The controls are cramped. That's what happens when a device is tiny. The grip tape helps a lot, though occasionally I accidentally press the self-timer button (the < arrow) at inopportune moments. Likewise, when reaching for the AF/AE lock button, it's easy to accidentally press the joystick (which jumps you to the "quick menu" — invaluable when you need it, but camera-stopping when you don't). Practice is the only thing that can really help here.

At least one user on Galbraith's has complained that the AE/AF lock button is disabled when the camera is in manual mode. They want it to act like Canon's CF4 custom function. Happily, in practice this is a non-issue.

The reason it's a non-issue is because unlike most any other compact digital I've seen, the MF mode is set by a slider on the side of the lens — much like the AF selector on an EOS lens, but much easier to manage. Not a push button that resets when the camera is switched to another mode, nor a (yuck) menu item. It's physical, and it stays where you put it.

So if you're shooting in manual exposure, it's easy to just ignore the AF/AE-L button, and instead let the camera focus in AF and then flip the slider to MF, which effectively functions as an AF lock (with manual override, unlike the "regular" AF lock). It's easy to use by feel which is a big deal to me. I want to be looking at the scene, looking at the picture — not busying my eyes reading menus and other on-screen junk (and that includes looking for the little AF/AE indicator). The more you can know about the camera's state without looking at it, the better. Let your eye look for pictures, not mode indicators.

The manual focus has another rare feature for a compact — a depth of field indicator, indicated as a yellow band against the white range guide. Keen.

Using MF, the camera is very fast to respond to the shutter button. All good. Manual exposure, easy zone focus thanks to the DoF markers, fast shutter & 28mm view — my kind of camera.

The flash is low-powered and uses a preflash, like Canon et al. I've rarely used it. There's no connection provided for controlling external strobes. This hasn't had much effect on my shooting either.

A lot of web-review trumpeting has been made about sensor noise at the higher ISOs in this camera, and return trumpets have sounded about how great Noise Ninja is at correcting for the noise. Both contentions are true. I like using RAW mode and correcting noise problems later, I have a good workflow set up for this.

A feature of the camera is that when in RAW mode, a full size JPEG is stored — some folks have complained about this using too much space on the card (hey, extra 2GB cards are... what, $50-60 these days?). I like it. The JPEG serves as a good reminder of what you actually intended. I like that I can set the color process to B&W or sepia and the JPEG is stored using that setting, while the RAW file is... well, RAW, and contains all the original color information.

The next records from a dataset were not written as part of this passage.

PR #1644, opened 2025-11-24
test with php 8.5

dbu:
| Q | A
| --- | ---
| Branch? | 2.x 
| Bug fix? | no
| New feature? | no
| BC breaks? | no
| Deprecations? | no
| Fixed tickets | -
| License | MIT
| Doc | just testing with php 8.5

### DIFF
--- a/.github/workflows/phpunit.yml
+++ b/.github/workflows/phpunit.yml
@@ -14,7 +14,7 @@ jobs:
     strategy:
       fail-fast: false
       matrix:
-        php: ['7.2', '7.3', '7.4', '8.0', '8.1', '8.2', '8.3', '8.4']
+        php: ['7.2', '7.3', '7.4', '8.0', '8.1', '8.2', '8.3', '8.4', '8.5']
         dependencies: [highest]
         symfony: ['*']
         stability: ['stable']
@@ -26,7 +26,7 @@ jobs:
             stability: 'stable'
 
           # Minimum supported dependencies with the latest supported PHP version
-          - php: '8.4'
+          - php: '8.5'
             dependencies: lowest
             symfony: '*'
             stability: 'stable'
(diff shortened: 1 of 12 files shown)


dbu:
deprecations are not errors. but aparently phpunit or symfony make the the build fail on deprecations.

but as we see those deprecations...  the aws package we use is abandoned and full of `(integer)` casts which are deprecated in php 8.5. we really should go forward with the rewrite that bases itself on flysystem, i don't want to replace the aws package in this bundle, that feels like effort in the wrong place.

dmaicher:
Indeed it can be customized so the CI job won't fail in those cases. See https://symfony.com/doc/current/components/phpunit_bridge.html#making-tests-fail

.github/workflows/phpunit.yml
```diff
@@ -43,13 +43,13 @@ jobs:
             stability: 'stable'
 
           # Test Symfony 7.4 dev version
-          - php: '8.4'
+          - php: '8.5'
             dependencies: highest
             symfony: '7.4.*'
             stability: 'dev'
```
dmaicher: I think we can also change this to `stable` now that 7.4 and 8.0 are released?

.github/workflows/phpunit.yml
```diff
@@ -43,13 +43,13 @@ jobs:
...
             
           # Test Symfony 8.0 dev version
-          - php: '8.4'
+          - php: '8.5'
             dependencies: highest
             symfony: '8.0.*'
             stability: 'dev'
```
dmaicher: and here

.github/workflows/phpunit.yml
dbu: yep

.github/workflows/phpunit.yml
```diff
@@ -43,16 +43,16 @@ jobs:
             stability: 'stable'
 
           # Test Symfony 7.4 dev version
```
dmaicher:
```suggestion
          # Test Symfony 7.4
```

.github/workflows/phpunit.yml
```diff
@@ -43,16 +43,16 @@ jobs:
...
-          - php: '8.4'
+          - php: '8.5'
             dependencies: highest
             symfony: '7.4.*'
-            stability: 'dev'
+            stability: 'stable'
             
           # Test Symfony 8.0 dev version
```
dmaicher:
```suggestion
          # Test Symfony 8.0
```

Issue #1608, opened 2024-09-02
Imagine Bundle and AssetMapper


ebitkov:
### Discussed in https://github.com/liip/LiipImagineBundle/discussions/1605

<div type='discussions-op-text'>

<sup>Originally posted by **ebitkov** August 19, 2024</sup>
The current recommendation to handle assets is to use the AssetMapper component (https://symfony.com/doc/current/frontend/asset_mapper.html), which integrates with the Twig `asset` function and automatically adds versioning to images.

As stated in the documentation, the bundle should automatically detect the versioning and handle it: https://symfony.com/bundles/LiipImagineBundle/current/asset-versioning.html.

But for me it seems not to do it. I get a "404 - Source image for path could not be found" error.

So I'm wondering: Does this bundle support the new AssetMapper component? And if yes, am I the only one, who has problem with it? </div>

---

As described in the discussion above, [Symfony recommends the relative new AssetMapper component as the preferred way to handle your assets](https://symfony.com/doc/current/frontend.html#assetmapper-recommended), especially for new projects. The documentation of the Imagine Bundle describes, [that it supports asset versioning](https://symfony.com/bundles/LiipImagineBundle/current/asset-versioning.html), but I noticed, that the AssetMapper component is currently not supported.

When using AssetMapper, accessing a file via the `asset` Twig function and then applying a filter on it results in a `404 - source image for path could not be found` error.

Here is a simple reproducer to test with: https://github.com/ebitkov/liip-imagine-bundle-and-asset-mapper

celsoandrade:
I've tried to add 

```yaml
loaders:
        default:
            filesystem:
                data_root:
                    - '%kernel.project_dir%/public'
                    - '%kernel.project_dir%/assets/images'
 
```
                    
but it didn't work

Schyzophrenic:
I ran into the same issue, was this ever resolved? 

As a workaround, one can run `php bin/console asset-map:compile` to temporarily resolve the issue

dbu:
i think the asset versioning of this bundle predates those newer changes. glad if somebody has time to sort it out and propose fixes / documentation updates. (i don't have much time to invest into this bundle at the moment, unfortunately)

PR #1645, opened 2025-12-23
Add AssetMapper support

tito10047:
| Q | A
| --- | ---
| Branch? | 2.x
| Bug fix? | no
| New feature? | yes
| BC breaks? | no
| Deprecations? | no
| Fixed tickets | #1608 
| License | MIT
| Doc |

This pr introduce asset_mapper integration. its created assetMaper locator that is injected to filesystem loader.

```yaml
when@dev:
    liip_imagine:
        loaders:
            asset_mapper:
                asset_mapper:
            chain:
                chain:
                    loaders: [ asset_mapper, default ]
        data_loader: chain
```


tito10047:
Merry Christmas :)

Resources/config/imagine.php
```diff
@@ -429,6 +430,13 @@
             '', // will be injected by FilesystemLoaderFactory
         ])
         ->tag('liip_imagine.binary.locator', ['shared' => false]);
+    $services->set('liip_imagine.binary.locator.asset_mapper', AssetMapperLocator::class)
+        ->share(true)
+        ->public()
+        ->args([
+            '',
```
dbu: should we add the comment that this will be injected by AssetMapperLoaderFactory? for consistency with the other service definitions

Binary/Locator/AssetMapperLocator.php
```diff
@@ -0,0 +1,34 @@
...
+ * For the full copyright and license information, please view the LICENSE.md
+ * file that was distributed with this source code.
+ */
+
+namespace Liip\ImagineBundle\Binary\Locator;
+
+use Liip\ImagineBundle\Exception\Binary\Loader\NotLoadableException;
+use Symfony\Component\AssetMapper\AssetMapperInterface;
+
+class AssetMapperLocator implements LocatorInterface
```
dbu, line 29: took me a moment to grok what is going on. i think we should add some phpdoc here:

```suggestion
/**
 * Alternative locator in place of the FileSystemLocator to find files in the assets during development.
 *
 * This locator is used with the FileSystemLoader.
 */
class AssetMapperLocator implements LocatorInterface
```

Binary/Locator/AssetMapperLocator.php
```diff
@@ -0,0 +1,34 @@
...
+{
+    public function __construct(
+        private AssetMapperInterface $assetMapper,
+    ) {
+    }
+
+    public function locate(string $path): string
+    {
+        $path = '/'.mb_ltrim($path, '/');
+        foreach ($this->assetMapper->allAssets() as $assetCandidate) {
```
dbu, line 54: i am a bit worried about performance, we loop over every item in the asset mapper. is there nothing more efficient offered by the asset mapper?

is there a security implication or is everything in the asset manager meant to be public?

dbu (commented):
thanks a lot for looking into this!

seems like a good addition, and seems to work with little additional code :+1: 

i have a few questions and suggestions

Binary/Locator/AssetMapperLocator.php
tito10047: Asset mapper locator should be used only in dev enviroment. there is no reason to use it in production.
Im copy this from oficial asset mapper package. there is same thinks

dbu: ah, alright. then we should be even more explicit about that in the documentation i think. like saying there are security and performance implications if you use it in production (or best, citing from the symfony doc and linking to it). 
i see you already made the doc example only configure it in `dev` environment.

dbu:
i think you need to add the asset mapper to the dev dependencies in composer.json

not sure what is going on with the legacy builds, those failures are probably unrelated to your changes.

dbu:
> not sure what is going on with the legacy builds, those failures are probably unrelated to your changes.

actually, this is about using language features that are only available in php 8. but i think its time to ditch that ultra legacy. i will adjust the minimum requirement to php 8.

dbu:
please rebase on the 2.x branch to build with only php 8, that should fix the build errors

Binary/Locator/AssetMapperLocator.php
tito10047: Im looked into asset mapper package, and there was some caching. so Im copied it here

Binary/Locator/AssetMapperLocator.php
```diff
@@ -0,0 +1,86 @@
...
+ * This Class should be used only in dev environment.
+ */
+class AssetMapperLocator implements LocatorInterface
+{
+
+	private $assetMapper;
+	private $cacheMapCache = null;
+
+	public function __construct(
+		AssetMapperInterface $assetMapper,
```
dbu: i think you need to add in phpstan build a `composer require symfony/asset-mapper` step. it is an optional dependency and we don't want phpstan to assume all dev dependencies are available, so we don't install with dev.

Binary/Locator/AssetMapperLocator.php
```diff
@@ -0,0 +1,86 @@
...
+	 * @return string The located asset.
+	 *
+	 * @throws NotLoadableException If no asset with the specified public path is found.
+	 */
+	public function locate(string $path): string
+	{
+		$pathInfo = '/'.ltrim($path, '/');
+		$cachedAsset = null;
+		if (null !== $this->cacheMapCache) {
+			$cachedAsset = $this->cacheMapCache->getItem(hash('xxh128', $pathInfo));
```
dbu: when i was talking about performance i thought of whether asset mapper offers something better than looping through all assets.

i think cache is not very useful - normally the bundle will handle a request for a single image, and then there is only one lookup. and even in some cronjob or other batch process, we should not be looking up the same image repeatedly. 
or am i missing something, does warmup of multiple image formats call the locate multiple times?

Resources/config/imagine.php
```diff
@@ -88,488 +89,496 @@
 use Liip\ImagineBundle\Service\FilterService;
 
 return static function (ContainerConfigurator $container) {
-    $services = $container->services();
-    $parameters = $container->parameters();
+	$services = $container->services();
+	$parameters = $container->parameters();
```
dbu: looks like your editor changed something on the whole file. please revert those changes and only keep your addition (see cs fixer failure)

Resources/doc/data-loader/asset_mapper.rst
```diff
@@ -0,0 +1,29 @@
+
+.. _data-loaders-asset-mapper:
+
+Asset Mapper Loader
```
dbu:
```suggestion
Asset Mapper Loader (for dev)
```

Resources/doc/data-loader/asset_mapper.rst
```diff
@@ -0,0 +1,29 @@
...
+===================
```
dbu:
```suggestion
============================
```

dbu (changes requested):
thanks, i think we are almost there. 

can you please look at the cs fixer report? and i commented a few last things.

Resources/config/imagine.php
tito10047: how I can run cs fixer?

Binary/Locator/AssetMapperLocator.php
tito10047: nono. in $this->assetMapper->allAssets() is all asset available in project. all in directory /assets . 
its crazy, but its only in development mode. 
when project is deployed, assetm mapper deploy  command is executed and all asset is copied to public folder with correct names which can found your file locator.

its because all files is versioned but in asset folder is not versioned files. 
I dont know hot to explain it, but this is how it do asset mapper

Resources/config/imagine.php
dbu: it is not installed in vendors (as you probably noticed). i have it installed with composer globally, but that also required installing multiple php versions as cs-fixer will break older php versions when run on a new php version.

your best bet is probably the docker image: https://cs.symfony.com/doc/installation.html#docker (with php 8.0)

DependencyInjection/Factory/Loader/AssetMapperLoaderFactory.php
```diff
@@ -0,0 +1,50 @@
...
+use Symfony\Component\DependencyInjection\ContainerBuilder;
+use Symfony\Component\DependencyInjection\Reference;
+
+class AssetMapperLoaderFactory extends AbstractLoaderFactory
+{
+    public function create(ContainerBuilder $container, $loaderName, array $config)
+    {
+        $locatorDefinition = new ChildDefinition('liip_imagine.binary.locator.asset_mapper');
+        $locatorDefinition->replaceArgument(0, new Reference('asset_mapper'));
+        $locatorDefinition->replaceArgument(1, new Reference('cache.asset_mapper'));
```
dbu: is this service automatically defined?

tito10047: this service define asset mapper package.  and yes, its available in project.  Im try it in my project and everything is working

tito10047:
I dont know where to fix Coverrals. there must be added asset mapper package when symhony is higger than 6.4

.github/workflows/phpstan.yml
```diff
@@ -26,5 +26,9 @@ jobs:
       - name: Add vips
         run: composer require rokka/imagine-vips
 
+      - name: Add asset mapper
+        if: ${{ matrix.php-version >= '8.0' || (matrix.php-version == '' && 8.2 >= 8.0) }}
```
dbu: i think you can remove the `if` condition. in 2.x i removed all builds for php < 8. (and the second part is a bit funny, as `8.2 >= 8.0` is static and always true)
```suggestion
```

.github/workflows/phpunit.yml
```diff
@@ -84,6 +84,10 @@ jobs:
           SYMFONY_DEPRECATIONS_HELPER: max[self]=0
         run: vendor/bin/simple-phpunit -v
 
+      - name: Add asset mapper
+        if: ${{ matrix.symfony >= '6.4' }}
```
dbu, line 89:
```suggestion
        # asset mapper support is optional in LiipImagineBundle. asset mapper was only added in symfony 6
        if: ${{ matrix.symfony >= '6.4' }}
```

DependencyInjection/Factory/Loader/AssetMapperLoaderFactory.php
dbu: great

Binary/Locator/AssetMapperLocator.php
dbu: thanks for the clarification.

but as its only in develop, i think i would prefer simplicity (aka not having a cache) over a potential speedup in background jobs in dev environment. can you remove the cache again please?

dbu (approved):
thanks a lot for this contribution!

tito10047:
> thanks a lot for this contribution!

Can I help with version 3 ? is there something to do?

dbu:
released your changes as https://github.com/liip/LiipImagineBundle/releases/tag/2.17.0

for version 3: difficult question. we discussed the vision of radically refactoring the bundle to make the naming clearer and be able to better cover the various needs (e.g. on-the-fly image transform vs upfront transform). and get rid of most of the loader stuff in favor of flysystem (which did not exist when LiipImagineBundle was created, but now that it does there is no point in us maintaining e.g. S3 support in this bundle)
that was 1.5 years ago, and after initial brainstorming we did not find time to progress. as we want to really rethink the bundle, we need a focussed effort first to set the new basis... if it does sound interesting to you, a review of #1590 would be appreciated.

Resources/config/imagine.php
```diff
@@ -429,6 +430,13 @@
             '', // will be injected by FilesystemLoaderFactory
         ])
         ->tag('liip_imagine.binary.locator', ['shared' => false]);
+    $services->set('liip_imagine.binary.locator.asset_mapper', AssetMapperLocator::class)
```
dmaicher, line 433: we should mark this `->abstract()` (it would also fix https://github.com/liip/LiipImagineBundle/issues/1648)

PR #1647, opened 2026-01-05
use mb string functions

dbu:


dbu:
mb_rstring is only available from php 8.1

lets not add confusion over this for now.

PR #216, opened 2021-04-30
Remove legacy setup.py things

jhale:
- Add Classifiers, makes for a nice pypi page.
- Require Python 3.7, no testing taking place on 3.6.
- Remove claims of Solaris and Windows support.
- Remove Windows specific lines.
- Add author and maintainer emails consistent with ffcx.


python/setup.py
```diff
@@ -43,38 +55,33 @@ def build_extension(self, ext):
...
+        if not os.path.exists(self.build_temp):
+            os.makedirs(self.build_temp)
+        subprocess.check_call(['cmake', ext.sourcedir] + cmake_args, cwd=self.build_temp, env=env)
+        subprocess.check_call(['cmake', '--build', '.'] + build_args, cwd=self.build_temp, env=env)
 
 
 setup(name='fenics-basix',
       version='0.1.0',
+      description='Basix Python interface',
+      url="https://github.com/fenics/basix",
```
chrisrichardson, line 76: I suppose it is the same, but we usually use FEniCS is the URL

chrisrichardson (approved):

PR #222, opened 2021-05-17
Implement geometry functions

### LINKED ISSUE #210: Provide functions that compute information about reference element
Currently various geometry data is computed by FFCx in FEniCS/ffcx#335. These are:

- [x] normals of facets of reference
- [x] orientations of normals (inward or outward)
- [x] Volume of reference
- [x] Volume of reference's facets
- [ ] Vectors of edges of cell
- [ ] Vectors of edges of cell's facets

In particular, it would be very useful for Basix to provide the user with the normals to facets (and orientations) and the volume of a reference, as these are a little involved to compute. The others are easy enough to calculate so can probably stay in FFCx.

mscroggs:
Fixes #210.

### DIFF
--- a/cpp/basix/cell.cpp
+++ b/cpp/basix/cell.cpp
@@ -5,6 +5,7 @@
 #include "cell.h"
 #include "quadrature.h"
 #include <map>
+#include <xtensor-blas/xlinalg.hpp>
 #include <xtensor/xview.hpp>
 
 using namespace basix;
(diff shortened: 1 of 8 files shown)


cpp/basix/cell.cpp
```diff
@@ -247,3 +248,182 @@ const std::string& cell::type_to_str(cell::type type)
...
+}
+//-----------------------------------------------------------------------------
+xt::xtensor<double, 2> cell::facet_normals(cell::type cell_type)
+{
+  const int tdim = cell::topological_dimension(cell_type);
+  xt::xtensor<double, 2> geometry = cell::geometry(cell_type);
+  std::vector<std::vector<int>> facets = cell::topology(cell_type)[tdim - 1];
+
+  xt::xtensor<double, 2> normals({facets.size(), (std::size_t)tdim});
+  for (std::size_t facet = 0; facet < facets.size(); ++facet)
```
garth-wells, line 295: It seems a bit strange to me having the if statements inside the loop. It would be more natural to use a switch, with loops for each switch.

PR #224, opened 2021-05-19
Use a switch instead of ifs inside a for

mscroggs:


garth-wells:
See https://github.com/FEniCS/basix/pull/225.

PR #238, opened 2021-06-21
Add to_transpose numba function

mscroggs:
This is needed in Numba kernels now that transformations are performed outside the FFCx kernels


python/basix/numba_helpers.py
```diff
@@ -206,3 +206,175 @@ def apply_dof_transformation_pyramid(
...
+        The DOF transformations for each entity.
+    entity_dofs : Dict(ndarray(int32))
+        The number of DOFs on each entity.
+    data : np.array
+        The data. This will be changed by this function.
+    cell_info : int
+        An integer representing the orientations of the subentities of the cell.
+    """
+    apply_dof_transformation_to_transpose(2, 3, 1, entity_transformations, entity_dofs,
+                                          data, cell_info, List.empty_list(types.string))
```
garth-wells, line 275: What's the last argument?

python/basix/numba_helpers.py
```diff
@@ -206,3 +206,175 @@ def apply_dof_transformation_pyramid(
...
+        The DOF transformations for each entity.
+    entity_dofs : Dict(ndarray(int32))
+        The number of DOFs on each entity.
+    data : np.array
+        The data. This will be changed by this function.
+    cell_info : int
+        An integer representing the orientations of the subentities of the cell.
+    """
+    apply_dof_transformation_to_transpose(3, 6, 4, entity_transformations, entity_dofs,
+                                          data, cell_info, List(["triangle"] * 4))
```
garth-wells, line 317: What is `List(["triangle"] * 4)`?

python/basix/numba_helpers.py
mscroggs: docstring added

PR #240, opened 2021-06-21
Add entity_closure_dofs

### LINKED ISSUE #235: Add entity closure dofs and entity dofs to Finite element.
This is currently constructed in Dolfinx, But should really be in Basix.

mscroggs:
- Added `entity_closure_dofs` function
- Renamed `entity_dofs` to `entity_dofs_count`
- Added new `entity_dofs` that returns a list of DOF numbers on each subentity

Fixes #235.

This PR requires corresponding changes in FFCx (FEniCS/ffcx#365) and DOLFINx (FEniCS/dolfinx#1582)


cpp/basix/cell.h
```diff
@@ -35,6 +35,12 @@ xt::xtensor<double, 2> geometry(cell::type celltype);
 /// @return List of topology (vertex indices) for each dimension (0..tdim)
 std::vector<std::vector<std::vector<int>>> topology(cell::type celltype);
 
+/// Get the numbers of entitys connected to each subentity of the cell
+/// @param celltype Cell Type
+/// @return List of topology (vertex indices) for each dimension (0..tdim)
+std::vector<std::vector<std::vector<std::vector<int>>>>
```
garth-wells, line 41: Could you expand on the doc for the return object? It has four indices - what is each one?

garth-wells (changes requested):
Just a query on a return type.

cpp/basix/cell.h
mscroggs: I've added to to doc

garth-wells (approved):

Issue #251, opened 2021-08-02
Implement new lattice points on simplex cells


mscroggs:
On simplices, GLL points lead to elements with a lower Lebesgue constant than equispaced points, but the Lebesgue constant still grow rapidly the polynomial order is increased:

![Figure_1](https://user-images.githubusercontent.com/9850599/127827992-fe3a00c5-d1a4-4054-ab39-a752c3bf11ce.png)

The Lebesgue constant for elements generated with Fekete points will be better behaved, although it seems that an optimisation problem needs to be solved to find these, and they are often not symmetric. A set of (preferably symmetric) points leading to elements with a good enough Lebesgue constant are desired.

mscroggs:
> Toby Isaac has a simple symmetric construction with good properties for simplex nodes of all dimensions in this preprint https://arxiv.org/abs/2002.09421

Thanks, this saves me a lot of searching and reading

Issue #72, opened 2020-11-23
Support "variants" of elements


chrisrichardson:
Do we have "variants" of elements, e.g. Lagrange at GLL points? Discontinuous Lagrange? Point eval vs. integral moment?

Or should each variant just have a new name?

PR #252, opened 2021-08-02
Allow use of GLL points for Lagrange

### LINKED ISSUE #16: Use GLL points for tensor product Lagrange elements
Default to GLL points rather than equispaced points.

### LINKED ISSUE #65: Use shorter family names
Use names which are shorter, e.g. from FEEC.

### LINKED ISSUE #232: Support Lagrange elements on interval with GLL points
Currently, it's possible to get GLL quadrature points, but not the degrees of freedom on GLL points.
The goal is the implementation of high-order tensor-product elements on hexes.

mscroggs:
Adds an extra argument to `create_lagrange` that gives that lattice type that should be used for the layout of the DOF points. ~By default GLL points will be used.~ See #251 for plots showing the improved Lebesgue constants when using GLL.

Overloads `create_element`, adding a new version that takes a lattice type input and passes this on to `create_lagrange` or throws an error for non-Lagrange elements.

Fixes #16. Fixes #232. Progress towards #72.

This is coupled with FEniCS/ffcx#376 and FEniCS/dolfinx#1651.

Update:

Removed the versions of `create_element` in C++ that accept strings.
Added a create_element function to the Python interface that accepts alterntive names for elements, allowing the name mapping in FFCx to be simplified.
Shotened the names used for elements: fixes #65


cpp/basix/finite-element.cpp
```diff
@@ -74,6 +74,14 @@ constexpr int num_transformations(cell::type cell_type)
 }
 } // namespace
 //-----------------------------------------------------------------------------
+basix::FiniteElement basix::create_element(std::string family, std::string cell,
```
garth-wells, line 77: Could we remove this function and just have the version that takes an enum?

cpp/basix/finite-element.h
```diff
@@ -716,12 +717,21 @@ class FiniteElement
       _etrans_invT;
 };
 
+/// Create an element by name
+FiniteElement create_element(std::string family, std::string cell, int degree,
+                             lattice::type lattice_type);
+
 /// Create an element by name
 FiniteElement create_element(std::string family, std::string cell, int degree);
```
garth-wells, line 725: How about removing this version?

cpp/basix/finite-element.h
```diff
@@ -716,12 +717,21 @@ class FiniteElement
...
 
 /// Create an element by name
-FiniteElement create_element(element::family family, cell::type cell,
-                             int degree);
+FiniteElement
```
garth-wells, line 728: Add docstring, including description for each argument.

cpp/basix/lagrange.h
```diff
@@ -6,25 +6,29 @@
 
 #include "cell.h"
 #include "finite-element.h"
+#include "lattice.h"
 
 namespace basix
 {
 /// Create a Lagrange element on cell with given degree
-/// @param celltype interval, triangle, quadrilateral, tetrahedral, or
+/// @param[in] celltype interval, triangle, quadrilateral, tetrahedral, or
```
garth-wells, line 14: Add brief description of what `celltype` is - details of `lattice::type` will be documented where `lattice::type` is declared.

cpp/basix/lagrange.h
```diff
@@ -6,25 +6,29 @@
...
 /// hexahedral celltype
 /// @param[in] degree
+/// @param[in] lattice_type
 /// @return A FiniteElement
-FiniteElement create_lagrange(cell::type celltype, int degree);
+FiniteElement create_lagrange(cell::type celltype, int degree,
+                              lattice::type lattice_type
+                              = lattice::type::gll_warped);
```
garth-wells, line 21: Maybe remove the default to force caller to think about this?

garth-wells (changes requested):

cpp/basix/finite-element.cpp
mscroggs: As different elements might need to be passed different enums (eg Nedelec might want a polynomial space type to take moments against (legendre, chebyshev, etc), rather than a point arrangement) so I thought it could be neater to overload `create_element` and throw errors when the wrong additional arguments are passed to an element.

We may be able to get rid of some though, as having string and element::family/cell::type versions of each feels like it might be too much

garth-wells: Let's boil it down to the minimum interface - can always add interfaces later if required.

mscroggs: We have this issue already though, as Lagrange spaces need a lattice::type, and other elements don't. It feels bad for `create_element` to always take this input, but for it to have no effect for other spaces

garth-wells: Happy to have extra interfaces that for extra arguments - let's just remove redundant interfaces, e.g. remove strings in favour of enums.

cpp/basix/lattice.h
```diff
@@ -16,6 +16,12 @@ enum class type
   gll_warped
 };
 
+/// Convert string to a lattice type
+lattice::type str_to_type(std::string name);
+
+// Convert family to string
+const std::string& type_to_str(lattice::type type);
```
garth-wells, line 23:
```suggestion
std::string type_to_str(lattice::type type);
```

garth-wells (approved):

Beats me why the camera only supports USB 1.1 output. Ooops. I use an external USB 2.0 card reader, which is much, much faster.

I've finally become a convert to Adobe DNG — it makes life simpler for people with multiple cameras to keep all the files in the same format. So the LX1 RAW files, the CRWs from the G5 or the DSLR, all can live together in peace. My digital workflow goes:

Card Reader —» hard disk —» DNG Convert —» Adobe Bridge

and from there to Photoshop and an archive disk. I keep some LX1-dedicated Photoshop actions around, particularly one that labels pix with LX1-related flickr tags and copyrights, and another that can take 16::9 photos and ready-format them for the PSP.